Task to carry out - Find every line below where the string "better" shows up, and copy those lines.

Records to use -
PR #178, opened 2015-03-06
CB-8521 `cordova plugin save` should save all installed plugins and their version/git-url/folder-location into config.xml

omefire:
CB-8521 `cordova plugin save` should save all installed plugins and their version/git-url/folder-location into config.xml

### DIFF
--- a/cordova-lib/src/cordova/plugin.js
+++ b/cordova-lib/src/cordova/plugin.js
@@ -135,7 +135,10 @@ module.exports = function plugin(command, targets, opts) {
 
                         // Fetch the plugin first.
                         events.emit('verbose', 'Calling plugman.fetch on plugin "' + target + '"');
-                        return plugman.raw.fetch(target, pluginsDir, { searchpath: searchPath, noregistry: opts.noregistry, link: opts.link, pluginInfoProvider: pluginInfoProvider, variables: opts.cli_variables });
+
+                        return plugman.raw.fetch(target, pluginsDir, { searchpath: searchPath, noregistry: opts.noregistry, link: opts.link, 
+                                                                       pluginInfoProvider: pluginInfoProvider, variables: opts.cli_variables,
+                                                                       is_top_level: true });
                     })
                     .then(function(dir){
                         // save to config.xml 
@@ -312,7 +315,7 @@ module.exports = function plugin(command, targets, opts) {
 };
 
 function save(projectRoot, opts){
-    
+     
     var xml = cordova_util.projectConfig(projectRoot);
     var cfg = new ConfigParser(xml);
 
@@ -328,7 +331,7 @@ function save(projectRoot, opts){
         return Q.reject('fetch.json file does not exist: ' + err.message);
     }
 
-    // Then, save plugins and their sources
+    // Then, save top-level plugins and their sources
     return Q().then(function(){
         var jsonFile = path.join(projectRoot, 'plugins', 'fetch.json');
         return JSON.parse(fs.readFileSync(jsonFile, 'utf-8'));
@@ -336,6 +339,12 @@ function save(projectRoot, opts){
         Object.keys(plugins).forEach(function(pluginName){
             var plugin = plugins[pluginName];
             var pluginSource = plugin.source;
+            
+            // If not a top-level plugin, skip it, don't save it to config.xml
+            if(!plugin.is_top_level){
+                return;
+            }
+
             var location = pluginSource.url|| pluginSource.path || pluginSource.id;
 
             var idParam = {name: 'id', value: pluginName};
--- a/cordova-lib/src/cordova/plugin.js
+++ b/cordova-lib/src/cordova/plugin.js
@@ -277,6 +277,11 @@ module.exports = function plugin(command, targets, opts) {
                                 events.emit('results', 'config.xml entry for ' +target+ ' is removed');
                             }
                         }
+                    }).then(function(){
+                        // Remove plugin from fetch.json
+                        events.emit('verbose', 'Removing plugin ' + target + ' from fetch.json');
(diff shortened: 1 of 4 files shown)


omefire:
@vladimir-kotikov , please review.

cordova-lib/src/cordova/plugin.js
```diff
@@ -134,7 +135,7 @@ module.exports = function plugin(command, targets, opts) {
 
                         // Fetch the plugin first.
                         events.emit('verbose', 'Calling plugman.fetch on plugin "' + target + '"');
-                        return plugman.raw.fetch(target, pluginsDir, { searchpath: searchPath, noregistry: opts.noregistry, link: opts.link, pluginInfoProvider: pluginInfoProvider});
+                        return plugman.raw.fetch(target, pluginsDir, { searchpath: searchPath, noregistry: opts.noregistry, link: opts.link, pluginInfoProvider: pluginInfoProvider, variables: opts.cli_variables });
```
nikhilkh: Nit: Consider splitting this into two lines - it's rather wide currently - preventing readability.

gorkem:
I think this saves **all** the installed plugins to config.xml. The dependency plugins ( those plugins that were installed as a dependency of another) should never be saved to the config.xml. This may cause the dependency plugins to be restored as a top level plugin.

omefire:
Interesting. @gorkem, could you give an example of a plugin that has dependency plugins ? I'll carry some testing regarding that.

gorkem:
I was just testing com.ibm.mobile.cordova.ibmpush for something else which seems to pull in another large plugin

cordova-lib/src/cordova/plugin.js
```diff
@@ -284,6 +284,11 @@ module.exports = function plugin(command, targets, opts) {
                                 }
                             }
                         }
+                    }).then(function(){
```
nikhilkh: Nit: Consider adding a space after ')' - aids readability. This is an issue in most of the code below.

omefire:
Thanks for raising this issue, @gorkem. I just pushed some changes to handle `dependent` plugins and only save `top-level` plugins in config.xml.

cordova-lib/src/cordova/plugin.js
```diff
@@ -234,7 +239,6 @@ module.exports = function plugin(command, targets, opts) {
             if (!targets || !targets.length) {
                 return Q.reject(new CordovaError('No plugin specified. Please specify a plugin to remove. See `'+cordova_util.binname+' plugin list`.'));
             }
-
```
vladimir-kotikov: Unnecessary change

cordova-lib/src/cordova/plugin.js
```diff
@@ -267,7 +271,8 @@ module.exports = function plugin(command, targets, opts) {
                     .then(function() {
                         // TODO: Should only uninstallPlugin when no platforms have it.
                         return plugman.raw.uninstall.uninstallPlugin(target, path.join(projectRoot, 'plugins'));
-                    }).then(function(){
+                    })
+                    .then(function(){
```
vladimir-kotikov: Unnecessary change

cordova-lib/src/cordova/plugin.js
```diff
@@ -278,9 +283,16 @@ module.exports = function plugin(command, targets, opts) {
...
+                        // Remove plugin from fetch.json
+                        events.emit('verbose', 'Removing plugin ' + target + ' from fetch.json');
+                        var pluginsDir = path.join(projectRoot, 'plugins');
+                        metadata.remove_plugin(pluginsDir, target);
                     });
                 }, Q());
-            }).then(function() {
+            })
+            .then(function() {
```
vladimir-kotikov: Unnecessary change

cordova-lib/src/cordova/plugin.js
```diff
@@ -295,14 +307,87 @@ module.exports = function plugin(command, targets, opts) {
...
+
+    // It might be the case that fetch.json file is not yet existent.
+    // for example: when we have never ran the command 'cordova plugin add foo' on the project
+    // in that case, there's nothing to do except bubble up the error
+    function onFileNotFoundException(err){
+        return Q.reject(err.message);
+    }
+
+    // Then, save top-level plugins and their sources
+    return Q().then(function(){
```
vladimir-kotikov: Since that there is no async code in this function, IMHO it'll be better to avoid wrapping it into a promise and just return fullfilled/rejected promise.

cordova-lib/src/plugman/fetch.js
```diff
@@ -144,7 +144,10 @@ function fetchPlugin(plugin_src, plugins_dir, options) {
         });
     }).then(function(result){
         checkID(options.expected_id, result.pinfo);
-        metadata.save_fetch_metadata(plugins_dir, result.pinfo.id, { source: result.fetchJsonSource });
+        var data = { source: result.fetchJsonSource };
+        data.is_top_level = options.is_top_level;
```
vladimir-kotikov: IMHO it's better to use an object literal here instead of assigning properties.

```javascript
var data = {
    source: result.fetchJsonSource,
    is_top_level: options.is_top_level,
    variables: options.variables || {}
};
```

cordova-lib/src/plugman/util/metadata.js
```diff
@@ -59,3 +59,10 @@ exports.save_fetch_metadata = function(pluginsDir, pluginId, data) {
     fs.writeFileSync(fetchJsonPath, JSON.stringify(metadataJson, null, 4), 'utf-8');
 };
 
+exports.remove_plugin = function(pluginsDir, pluginId){
```
vladimir-kotikov: IMHO it's better to rename this similar to other methods in this file (`remove_fetch_metadata` for example)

Answer section -
vladimir-kotikov: Since that there is no async code in this function, IMHO it'll be better to avoid wrapping it into a promise and just return fullfilled/rejected promise.
vladimir-kotikov: IMHO it's better to use an object literal here instead of assigning properties.
vladimir-kotikov: IMHO it's better to rename this similar to other methods in this file (`remove_fetch_metadata` for example)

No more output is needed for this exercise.